Task brief: Reproduce precisely the lines between the start of the data below and the line with "reflection | 1.9.4 |", both included.

===== Source records

Issue #2343, opened 2026-08-19
fix: bundled commons-beanutils, protobuf-java, and handlebars have known CVEs in 21.18.0


neoReuters:
## Summary

The `icij/datashare:21.18.0` image bundles three libraries with known CVEs, and one library with unresolvable licence metadata. The affected versions are `commons-beanutils` 1.8.3, `protobuf-java` 2.5.0, `handlebars` 4.2.1, and `org.webjars:coffee-script` 1.11.0.

Other bundled libraries in the same image are current. This suggests the four versions above are set by a transitive dependency rather than by choice.

## Affected artifact

`icij/datashare:21.18.0`, file `/home/datashare/lib/datashare-dist-21.18.0-all.jar`.

## High severity

| Library | Version | CVE | Fixed in |
| --- | --- | --- | --- |
| `commons-beanutils:commons-beanutils` | 1.8.3 | [CVE-2025-48734](https://nvd.nist.gov/vuln/detail/CVE-2025-48734) — unsafe reflection | 1.11.0 |
| `commons-beanutils:commons-beanutils` | 1.8.3 | [CVE-2014-0114](https://nvd.nist.gov/vuln/detail/CVE-2014-0114) — unsafe reflection | 1.9.4 |
| `com.github.jknack:handlebars` | 4.2.1 | [CVE-2026-55760](https://nvd.nist.gov/vuln/detail/CVE-2026-55760) — directory traversal | 4.5.2 |
| `com.google.protobuf:protobuf-java` | 2.5.0 | [CVE-2024-7254](https://nvd.nist.gov/vuln/detail/CVE-2024-7254) — stack-based buffer overflow | 3.25.5 |

## Medium severity

| Library | Version | CVE | Fixed in |
| --- | --- | --- | --- |
| `commons-beanutils:commons-beanutils` | 1.8.3 | [CVE-2019-10086](https://nvd.nist.gov/vuln/detail/CVE-2019-10086) — deserialization of untrusted data | 1.9.4 |
| `com.google.protobuf:protobuf-java` | 2.5.0 | [CVE-2015-5237](https://nvd.nist.gov/vuln/detail/CVE-2015-5237) — integer overflow | 3.4.0 |
| `com.google.protobuf:protobuf-java` | 2.5.0 | [CVE-2021-22569](https://nvd.nist.gov/vuln/detail/CVE-2021-22569) — denial of service | 3.16.1 |
[...]

PR #2344, opened 2026-08-19
fix(deps): pin commons-beanutils and handlebars up for known CVEs

neoReuters:
Fixes part of #2343.

Both libraries arrive transitively at versions with published CVEs:

| Library | Current | CVEs | Pinned to |
| --- | --- | --- | --- |
| `commons-beanutils` | 1.8.3 | CVE-2014-0114, CVE-2019-10086, CVE-2025-48734 | 1.9.4 |
| `com.github.jknack:handlebars` | 4.2.1 | CVE-2026-55760 | 4.5.2 |

The pins go in `dependencyManagement`, so they apply at any tree depth. This follows the existing pattern for the ASM family.

`commons-beanutils.version` already existed as a property, but no `pom.xml` referenced it. This reuses it rather than adding a second one.

## Not included

- `protobuf-java` 2.5.0 has four CVEs, but the fix is 3.25.5. The generated-code API changed between 2.x and 3.x, so that upgrade needs its own change.
- `org.webjars:coffee-script` 1.11.0 reports as an unknown licence. The licence string is wrong in the artifact metadata, so no version pin corrects it.

## What I verified

- The parent POM validates and installs.
- Both properties resolve to the intended versions.
- A resolved dependency tree shows `handlebars:4.5.2` with `commons-beanutils:1.9.4` beneath it.

I could not run the full reactor. `datashare-db` runs jOOQ code generation, which needs a live PostgreSQL connection, so the build stops there in a plain checkout. Your CI covers that path.

### DIFF
--- a/pom.xml
+++ b/pom.xml
@@ -116,7 +116,11 @@
              "IllegalArgumentException: Unsupported api 589824" (ASM9). ASM 9.x is backward compatible
              with Nashorn's ASM7-level usage, so pinning up is safe. -->
         <asm.version>9.9.1</asm.version>
-        <commons-beanutils.version>1.7.0</commons-beanutils.version>
+        <!-- Pinned up for CVE-2014-0114, CVE-2019-10086 and CVE-2025-48734. The image currently
+             ships 1.8.3 transitively; 1.9.4 is API compatible with it. -->
+        <commons-beanutils.version>1.9.4</commons-beanutils.version>
+        <!-- Pinned up for CVE-2026-55760 (directory traversal). The image currently ships 4.2.1. -->
+        <handlebars.version>4.5.2</handlebars.version>
         <jna.version>5.19.1</jna.version>
         <bouncycastle.version>1.70</bouncycastle.version>
         <httpcomponents.version>4.5.13</httpcomponents.version>
@@ -247,6 +251,19 @@
                 <groupId>org.ow2.asm</groupId>
                 <artifactId>asm-util</artifactId>
                 <version>${asm.version}</version>
+            </dependency>
+
+            <!-- commons-beanutils and handlebars pinned up for the CVEs noted beside their
+                 version properties. Both arrive transitively, so pinning here applies at any depth. -->
+            <dependency>
+                <groupId>commons-beanutils</groupId>
+                <artifactId>commons-beanutils</artifactId>
+                <version>${commons-beanutils.version}</version>
+            </dependency>
+            <dependency>
+                <groupId>com.github.jknack</groupId>
+                <artifactId>handlebars</artifactId>
+                <version>${handlebars.version}</version>
             </dependency>
 
             <dependency>
--- a/pom.xml
+++ b/pom.xml
@@ -117,8 +117,9 @@
              with Nashorn's ASM7-level usage, so pinning up is safe. -->
         <asm.version>9.9.1</asm.version>
         <!-- Pinned up for CVE-2014-0114, CVE-2019-10086 and CVE-2025-48734. The image currently
-             ships 1.8.3 transitively; 1.9.4 is API compatible with it. -->
-        <commons-beanutils.version>1.9.4</commons-beanutils.version>
+             ships 1.8.3 transitively; 1.11.0 is API compatible with it. 1.9.4 fixes only the first
+             two: GHSA-wxr5-93ph-8wr9 records the CVE-2025-48734 fix at 1.11.0. -->
+        <commons-beanutils.version>1.11.0</commons-beanutils.version>
         <!-- Pinned up for CVE-2026-55760 (directory traversal). The image currently ships 4.2.1. -->
         <handlebars.version>4.5.2</handlebars.version>
         <jna.version>5.19.1</jna.version>
--- a/datashare-app/pom.xml
+++ b/datashare-app/pom.xml
@@ -13,7 +13,16 @@
     <artifactId>datashare-app</artifactId>
     <name>datashare-app</name>
 
+    <!-- central is declared first on purpose. JitPack synthesizes a POM for any coordinate it can
+         resolve from a GitHub tag, and for com.github.jknack:handlebars.java it returns one without
+         <packaging>pom</packaging>. Maven then rejects it as a parent, drops handlebars' declared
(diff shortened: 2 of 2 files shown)


pom.xml
```diff
@@ -116,7 +116,11 @@
              "IllegalArgumentException: Unsupported api 589824" (ASM9). ASM 9.x is backward compatible
              with Nashorn's ASM7-level usage, so pinning up is safe. -->
         <asm.version>9.9.1</asm.version>
-        <commons-beanutils.version>1.7.0</commons-beanutils.version>
+        <!-- Pinned up for CVE-2014-0114, CVE-2019-10086 and CVE-2025-48734. The image currently
+             ships 1.8.3 transitively; 1.9.4 is API compatible with it. -->
+        <commons-beanutils.version>1.9.4</commons-beanutils.version>
+        <!-- Pinned up for CVE-2026-55760 (directory traversal). The image currently ships 4.2.1. -->
+        <handlebars.version>4.5.2</handlebars.version>
```
pirhoo, line 124: important: pinning handlebars to 4.5.2 makes Maven resolve its parent POM from the jitpack.io repo declared in `datashare-app/pom.xml`, and JitPack answers with a 2 kB synthesized POM that has no `<packaging>pom</packaging>`. Maven then logs `The POM for com.github.jknack:handlebars:jar:4.5.2 is invalid, transitive dependencies (if any) will not be available` and drops all of handlebars' declared deps, so `commons-text` lands at 1.10.0 from webjars-locator instead of the 1.15.0 handlebars asks for. 4.2.1 escaped this because JitPack 404s on it and it fell through to Central. Could we declare `central` ahead of `jitpack.io` in the `<repositories>` block of `datashare-app/pom.xml`? With that in place the warning is gone and `commons-text:1.15.0` resolves under handlebars.

```xml
<repositories>
    <repository>
        <id>central</id>
        <url>https://repo.maven.apache.org/maven2</url>
    </repository>
    <repository>
        <id>jitpack.io</id>
        <url>https://jitpack.io</url>
    </repository>
</repositories>
```

pom.xml
```diff
@@ -116,7 +116,11 @@
              "IllegalArgumentException: Unsupported api 589824" (ASM9). ASM 9.x is backward compatible
              with Nashorn's ASM7-level usage, so pinning up is safe. -->
         <asm.version>9.9.1</asm.version>
-        <commons-beanutils.version>1.7.0</commons-beanutils.version>
+        <!-- Pinned up for CVE-2014-0114, CVE-2019-10086 and CVE-2025-48734. The image currently
+             ships 1.8.3 transitively; 1.9.4 is API compatible with it. -->
+        <commons-beanutils.version>1.9.4</commons-beanutils.version>
```
pirhoo: important: looks like 1.9.4 does not close CVE-2025-48734. GHSA-wxr5-93ph-8wr9 records the fix at 1.11.0, so a rescan of the image will still flag it and the ticket stays partly open. The other two CVEs are genuinely fixed in 1.9.4. The only consumer is `less4j:1.17.2`, whose bytecode references just `PropertyUtils.getProperty`, `setProperty` and `getPropertyDescriptors`, all still present in 1.11.0, so bumping looks safe. Worth a quick check that less4j never resolves a `class` or `declaringClass` property, since suppressing those is what 1.11.0 changed.

```suggestion
        <!-- Pinned up for CVE-2014-0114, CVE-2019-10086 and CVE-2025-48734. The image currently
             ships 1.8.3 transitively; 1.11.0 is API compatible with it. -->
        <commons-beanutils.version>1.11.0</commons-beanutils.version>
```

pirhoo (changes requested):
Thanks for chasing these CVEs down. Two things to sort out before this lands.

pom.xml
neoReuters: Done, bumped to 1.11.0. Same coordinates, so it is a plain version change.

On the `class` / `declaringClass` question: `ASTManipulator` is the only class in less4j that references beanutils, and `replace()` is the only method that resolves properties. It enumerates the descriptors of the parent's class, keeps the ones `isAstProperty` accepts (a read method that is not annotated `@NotAstProperty`), then reads a property only if one of two gates passes:

- `propertyType.isInstance(replacementNode)`
- `propertyType.isAssignableFrom(List.class)`

The `class` property has type `java.lang.Class`. An `ASTCssNode` is not a `Class`, and `List` is not assignable to `Class`, so both gates are false and the property is never passed to `PropertyUtils.getProperty`. `ASTCssNode` has no `declaringClass` property.

Also checked it functionally. Compiled the same LESS source — nesting, a mixin, a variable, an arithmetic operation and `:extend` — against all three versions:

| commons-beanutils | Result | Output SHA | Warnings |
| --- | --- | --- | --- |
| 1.8.3 (currently shipped) | ok | `c03b49bc1c4f` | 1 |
| 1.9.4 | ok | `c03b49bc1c4f` | 1 |
| 1.11.0 | ok | `c03b49bc1c4f` | 1 |

Byte-identical output in all three.

pom.xml
neoReuters: Done, `central` now precedes `jitpack.io`.

Confirmed the diagnosis on a machine with no `settings.xml` at all, so the repository ordering in `datashare-app/pom.xml` is the only factor:

```
[WARNING] The POM for com.github.jknack:handlebars:jar:4.5.2 is invalid, transitive dependencies (if any) will not be available
[ERROR] Invalid packaging for parent POM com.github.jknack:handlebars.java:4.5.2, must be "pom" but is "jar"
   \- org.apache.commons:commons-text:jar:1.10.0:compile
```

One wrinkle worth recording, because it made the fix look like it had not worked: Maven caches JitPack's POM, so the warning survives the change. `~/.m2/repository/com/github/jknack/handlebars.java/4.5.2/` has to be purged first. Its `_remote.repositories` lists both repositories, and the cached file is JitPack's 2 kB synthesized POM.

After purging, with `central` first:

```
Downloaded from central: .../handlebars.java-4.5.2.pom (16 kB)
   \- org.apache.commons:commons-text:jar:1.15.0:compile
```

Warning gone and `commons-text` at 1.15.0, as you predicted.

pirhoo (approved):
Thanks for the changes!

==========

Completed task:
Issue #2343, opened 2026-08-19
fix: bundled commons-beanutils, protobuf-java, and handlebars have known CVEs in 21.18.0


neoReuters:
## Summary

The `icij/datashare:21.18.0` image bundles three libraries with known CVEs, and one library with unresolvable licence metadata. The affected versions are `commons-beanutils` 1.8.3, `protobuf-java` 2.5.0, `handlebars` 4.2.1, and `org.webjars:coffee-script` 1.11.0.

Other bundled libraries in the same image are current. This suggests the four versions above are set by a transitive dependency rather than by choice.

## Affected artifact

`icij/datashare:21.18.0`, file `/home/datashare/lib/datashare-dist-21.18.0-all.jar`.

## High severity

| Library | Version | CVE | Fixed in |
| --- | --- | --- | --- |
| `commons-beanutils:commons-beanutils` | 1.8.3 | [CVE-2025-48734](https://nvd.nist.gov/vuln/detail/CVE-2025-48734) — unsafe reflection | 1.11.0 |
| `commons-beanutils:commons-beanutils` | 1.8.3 | [CVE-2014-0114](https://nvd.nist.gov/vuln/detail/CVE-2014-0114) — unsafe reflection | 1.9.4 |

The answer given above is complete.